Re: [PATCH drm-misc-next 1/3] drm/sched: implement dynamic job flow control

From: Boris Brezillon
Date: Tue Sep 26 2023 - 03:11:42 EST


On Mon, 25 Sep 2023 19:55:21 +0200
Christian König <christian.koenig@xxxxxxx> wrote:

> Am 25.09.23 um 14:55 schrieb Boris Brezillon:
> > +The imagination team, who's probably interested too.
> >
> > On Mon, 25 Sep 2023 00:43:06 +0200
> > Danilo Krummrich <dakr@xxxxxxxxxx> wrote:
> >
> >> Currently, job flow control is implemented simply by limiting the amount
> >> of jobs in flight.
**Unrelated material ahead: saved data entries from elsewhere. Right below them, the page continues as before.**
PR #2100, opened 2023-04-16
rfc(sdk): website

tsuf239:
Creating an RFC for the website resource.

Since this resource is included in the spec, and the implementation is fairly easy, I skipped some of the sections in the template. If any essential information is missing, please comment below and I'll add some further information for the missing section :) 


docs/06-contributors/999-rfcs/2023-04-16-website-resource.md
```diff
@@ -0,0 +1,111 @@
...
+Author(s): Git tag for PR authors and contributors
+Submission Date: Fill in with date of initial submission, YYYY-MM-DD
+Stage: Fill in with current stage in the RFC lifecycle
+Stage Date: Fill in with date of last stage change
+-->
+
+> Implementing the website resource following the [SDK spec](../../04-reference/wingsdk-spec.md#website).
+
+<!--
+This RFCs have 3 sections: Requirements -> Design -> Implementation. We intentionally start with *Design* since it
```
staycoolcall911, line 25: I'd expect to see these 3 sections. If the SDK spec contains most of the Requirements and Design then I would at least say so. It does feel like this RFC jumps too quicly into the details without providing any introduction

docs/06-contributors/999-rfcs/2023-04-16-website-resource.md
```diff
@@ -0,0 +1,111 @@
...
+
+Following a few AWS guides on the internet (brought in the end of the section), it seems that the common way to serve a static website is by using a bucket.
+
+After creating a public bucket, we'll upload the folder from the relative path.
+AWS requires a index document name (to serve on the "/" path).
+We'll start by hardcoding it to be "index.html", and can add it later to the website props upon request.
+
+The last thing will be a registration to the chosen domain (if exists).
+
+The website resource contains preflight code only.
```
staycoolcall911, line 41: Maybe change to 
```suggestion
The website resource supports preflight code only.
```

docs/06-contributors/999-rfcs/2023-04-16-website-resource.md
```diff
@@ -0,0 +1,111 @@
...
+
+### Implementation for aws
+
+Following a few AWS guides on the internet (brought in the end of the section), it seems that the common way to serve a static website is by using a bucket.
+
+After creating a public bucket, we'll upload the folder from the relative path.
+AWS requires a index document name (to serve on the "/" path).
+We'll start by hardcoding it to be "index.html", and can add it later to the website props upon request.
+
+The last thing will be a registration to the chosen domain (if exists).
```
staycoolcall911, line 39: What about a CDN? It appears on the sdk spec as a requirement, so maybe we should do something similar to what we did when we added a VPC for the redis resource

docs/06-contributors/999-rfcs/2023-04-16-website-resource.md
```diff
@@ -0,0 +1,111 @@
...
+const app = Express();
+
+app.use(express.static("<resolved path to the website files folder>"));
+
+app.listen(
+  "<port, ideally will be specified by the user, otherwise generated>"
+);
+```
+
+Since the website is served on the local machine, we cannot specify a domain while deploying to the simulator.
```
staycoolcall911, line 62:
```suggestion
Since the website is served on the local machine, we cannot specify a domain, nor can we add a CDN while deploying to the simulator.
```

docs/06-contributors/999-rfcs/2023-04-16-website-resource.md
```diff
@@ -0,0 +1,111 @@
...
+
+After creating a public bucket, we'll upload the folder from the relative path.
+AWS requires a index document name (to serve on the "/" path).
+We'll start by hardcoding it to be "index.html", and can add it later to the website props upon request.
+
+The last thing will be a registration to the chosen domain (if exists).
+
+The website resource contains preflight code only.
+
+#### resources:
```
staycoolcall911, line 43: resources is an overloaded word, maybe use "References" instead
```suggestion
#### References:
```

staycoolcall911 (commented):
I love this initiative @tsuf239 - thanks for picking it up. Left a few comments after an initial review

ShaiBer (commented):
Nice!
Personally I like to avoid .env files whenever I can (one of the benefits of the Wing compiler and capture mechanism is to avoid having to pass resource ids through env vars :) ).
So I would accept the domain in the constructor and leave it up to the dev whether to use an env var to know what to pass to the ctor or use something else

docs/06-contributors/999-rfcs/2023-04-16-website-resource.md
```diff
@@ -0,0 +1,111 @@
...
+<!--
+This RFCs have 3 sections: Requirements -> Design -> Implementation. We intentionally start with *Design* since it
+is a great way to introduice the feature to readers.
+-->
+
+## Implementation
+
+### Implementation for aws
+
+Following a few AWS guides on the internet (brought in the end of the section), it seems that the common way to serve a static website is by using a bucket.
```
eladb, line 33: It's usually a bucket and a cloud front distribution

docs/06-contributors/999-rfcs/2023-04-16-website-resource.md
```diff
@@ -0,0 +1,111 @@
...
+
+After creating a public bucket, we'll upload the folder from the relative path.
+AWS requires a index document name (to serve on the "/" path).
+We'll start by hardcoding it to be "index.html", and can add it later to the website props upon request.
+
+The last thing will be a registration to the chosen domain (if exists).
+
+The website resource supports preflight code only.
```
eladb, line 41: I think being able to perform simple `get` requests to retrieve static files from the website could be a useful inflight api as well.

docs/06-contributors/999-rfcs/2023-04-16-website-resource.md
```diff
@@ -0,0 +1,111 @@
...
+
+- Website props are brought here for reference:
+
+```ts
+struct WebsiteProps {
+  /**
+   * Local path to the website's static files, relative to the Wing source file.
+   * @example "./dist"
+   */
+  path: str;
```
eladb, line 102: Thought: ideally the path should be relative to the source file (and not to the current working directory).

What I mean is that if I pass `./site` I actually want the sdk to receive the path `__dirname + "./site"`. Ideally this should be implicit, so we might need some language support for this.

@Chriscbr what do you think?

docs/06-contributors/999-rfcs/2023-04-16-website-resource.md
```diff
@@ -0,0 +1,111 @@
...
+
+  /**
+   * The website's custom domain name.
+   * @example "example.com"
+   * @default - a domain is generated by the cloud provider
+   */
+  domain: str?;
```
eladb, line 109: I feel we need to model domains through a `Domain` resource. For example I'd want to be able to connect an `API` to a domain...

eladb (commented):
Cool stuff!

docs/06-contributors/999-rfcs/2023-04-16-website-resource.md
```diff
@@ -0,0 +1,111 @@
...
+BO_WEBSITE_DOMAIN= "localhost:4000"
+```
+
+This, of course, rises more questions then answers-
+how can we support different development environments? How do we tell wing which env file to use? Can we share those files between targets? (for example, running the same file for tf-gcp and tf-azure, and a different one for the sim).
+
+- Website props are brought here for reference:
+
+```ts
+struct WebsiteProps {
```
eladb, line 97: We will likely also want to support 

- CORS
- deploying dynamic data into the website

See a real world example of how to setup a website using the aws cdk: https://github.com/cdklabs/construct-hub/blob/main/src/webapp/index.ts

A construct library: https://constructs.dev/packages/cdk-website/v/0.0.5?lang=typescript

eladb (commented):
Added some useful references.

It's not trivial to set up a website on aws!

tsuf239:
I looked into CloudFront, we can specify another bucket to see logs, should I add it to the websiteProps/ open an issue to add it later if needed? 
@eladb @ShaiBer @staycoolcall911

docs/06-contributors/999-rfcs/2023-04-16-website-resource.md
tsuf239: can you elaborate more on "deploying dynamic data into the website"? 
there are more configuration option that we may want to let the user decide on (regarding the cdn)
image
should I add some of them to the props too?

docs/06-contributors/999-rfcs/2023-04-16-website-resource.md
tsuf239: I totally agree!! 
would it be something like that? 
```
let d = new cloud.Domain("my-domain.com", {options});
let website = new cloud.Website({path: "../build", domain: d.domain });
let API = new cloud.Api({domain: "${d.domain}/api/" });
```

docs/06-contributors/999-rfcs/2023-04-16-website-resource.md
tsuf239: I started coding this to see if any unexpected issues are popping up, and one of the first things I notice is that I can't use relative paths to the .w files yet, since the SDK is located in the node_modules (maybe even the global ones) and "has no idea" where is the .w located, I might need some help with that :)
(currently using an absolute path to bypass it, but it isn't nice...)

tsuf239:
> Nice! Personally I like to avoid .env files whenever I can (one of the benefits of the Wing compiler and capture mechanism is to avoid having to pass resource ids through env vars :) ). So I would accept the domain in the constructor and leave it up to the dev whether to use an env var to know what to pass to the ctor or use something else

does wing support env vars?

docs/06-contributors/999-rfcs/2023-04-16-website-resource.md
tsuf239: In a "fetch" like operation? or "bucket.get" like?  if we'll reach it via "bucket.get" won't we lose the benefits of the caching via the CDN? 
It seems that an inflight fetch that is native to the language can be nice anyways :) 
(for limiting a common use of extern, and for this [issue](https://github.com/winglang/wing/issues/1850) as well )

docs/06-contributors/999-rfcs/2023-04-16-website-resource.md
Chriscbr: Another option could be to pass the domain directly, so the internal implementation can decide what fields to use / how to glue things together

```
let d = new cloud.Domain("my-domain.com", {options});
let website = new cloud.Website(path: "../build", custom_domain: d);
let API = new cloud.Api(custom_domain: d, custom_domain_path: "v1");
```

docs/06-contributors/999-rfcs/2023-04-16-website-resource.md
Chriscbr: I think Elad's thought is what I tried to include in the SDK spec 😅 sorry if the wording wasn't clear.

One idea for how to implement this could be to set a `WING_SOURCE_DIR` environment variable inside the `wing` CLI package [here](https://github.com/winglang/wing/blob/9db4d03c13f5689dca056599bdf368583235fc7e/apps/wing/src/commands/compile.ts#L97)-ish, and assign to it the absolute path to the directory, and then use the environment variable within the SDK code through `process.env` to create the full path name.

tsuf239: Works perfectly, thanks @Chriscbr!!

docs/06-contributors/999-rfcs/2023-04-16-website-resource.md
staycoolcall911: The requirements are the "contract" of the feature you're developing - "what does it do?" (as opposed to "how does it do it" - the implementation). The requirements usually specify use cases as well as edge case scenarios and the desired behavior of the software described.
Practically speaking, you can take a look at other resources in the SDK spec - some good examples are the first paragraphs of the [Function resource](https://docs.winglang.io/reference/wingsdk-spec#function) and the [Queue resource](https://docs.winglang.io/reference/wingsdk-spec#queue).

tsuf239: cool, I added your explanation to the template :)

tsuf239:
@eladb Do you think we can add anything else to the RFC? or we can merge it?

eladb (approved):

Therefore, a scheduler is initialized with a
> >> submission limit that corresponds to a certain amount of jobs.
> >>
> >> This implies that for each job drivers need to account for the maximum
> >> job size possible in order to not overflow the ring buffer.
> >>
> >> However, there are drivers, such as Nouveau, where the job size has a
> >> rather large range. For such drivers it can easily happen that job
> >> submissions not even filling the ring by 1% can block subsequent
> >> submissions, which, in the worst case, can lead to the ring run dry.
> >>
> >> In order to overcome this issue, allow for tracking the actual job size
> >> instead of the amount job jobs. Therefore, add a field to track a job's
> >> submission units, which represents the amount of units a job contributes
> >> to the scheduler's submission limit.
> > As mentioned earlier, this might allow some simplifications in the
> > PowerVR driver where we do flow-control using a dma_fence returned
> > through ->prepare_job(). The only thing that'd be missing is a way to
> > dynamically query the size of a job (a new hook?), instead of having the
> > size fixed at creation time, because PVR jobs embed native fence waits,
> > and the number of native fences will decrease if some of these fences
> > are signalled before ->run_job() is called, thus reducing the job size.
>
> Exactly that is a little bit questionable since it allows for the device
> to postpone jobs infinitely.
>
> It would be good if the scheduler is able to validate if it's ever able
> to run the job when it is pushed into the entity.

Yes, we do that already. We check that the immutable part of the job
(everything that's not a native fence wait) fits in the ringbuf.